WHAT IS NEEDED » Should a line below contain the word "rgadbois", report it.

[Saved data entries]
━━━━

PR #426, opened 2016-11-29
Fetching IOKit tree via idevicediagnostics ioreg failing on iOS 9.1, …

rgadbois:
…but works by entry

### DIFF
--- a/tools/idevicediagnostics.c
+++ b/tools/idevicediagnostics.c
@@ -40,7 +40,8 @@ enum cmd_mode {
 	CMD_SHUTDOWN,
 	CMD_DIAGNOSTICS,
 	CMD_MOBILEGESTALT,
-	CMD_IOREGISTRY
+	CMD_IOREGISTRY,
+    CMD_IOREGISTRY_ENTRY
 };
 
 static void print_xml(plist_t node)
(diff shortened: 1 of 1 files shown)


nikias:
@rgadbois Can you redo the pull request with correct indentation using tabs instead of spaces? Thanks.

reidhoch:
Are we still waiting on this to be fixed?

daniel-bluesea:
@nikias @rgadbois can we still retrieve the IODeviceTree or is it obsolete?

━━━━

SOLUTION »
rgadbois:
@rgadbois Can you redo the pull request with correct indentation using tabs instead of spaces? Thanks.
@nikias @rgadbois can we still retrieve the IODeviceTree or is it obsolete?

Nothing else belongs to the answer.